> WHAT IS BEING ASKED: Print the records below exactly, leaving out nothing.

> Stored data entries:
• • • •

PR #3806, opened 2021-03-08
[HDRP] Make Decal shader compatible with SRP batcher

sebastienlagarde:
### Purpose of this PR
- Fix for fogbugzz https://fogbugz.unity3d.com/f/cases/1311586/

---
### Testing status
Tested that the shader is compatible with SRP batcher, checked the both shader graph and regular shader work with Mesh decal.

---
### Comments to reviewers


sebastienlagarde:
No need for QA on this PR

arnaudcarre (approved):

PR #4504, opened 2021-05-11
Fix an nda-platform debug shader compilation

arttu-peltonen:
### Purpose of this PR
Fix this failure: https://yamato.cds.internal.unity3d.com/job/6720369


arttu-peltonen:
I found out this is already passing, no need to fix anything.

• • • •

> ANSWER TO THIS PROBLEM:
PR #3806, opened 2021-03-08
[HDRP] Make Decal shader compatible with SRP batcher

sebastienlagarde:
### Purpose of this PR
- Fix for fogbugzz https://fogbugz.unity3d.com/f/cases/1311586/

---
### Testing status
Tested that the shader is compatible with SRP batcher, checked the both shader graph and regular shader work with Mesh decal.

---
### Comments to reviewers


sebastienlagarde:
No need for QA on this PR

arnaudcarre (approved):

PR #4504, opened 2021-05-11
Fix an nda-platform debug shader compilation

arttu-peltonen:
### Purpose of this PR
Fix this failure: https://yamato.cds.internal.unity3d.com/job/6720369


arttu-peltonen:
I found out this is already passing, no need to fix anything.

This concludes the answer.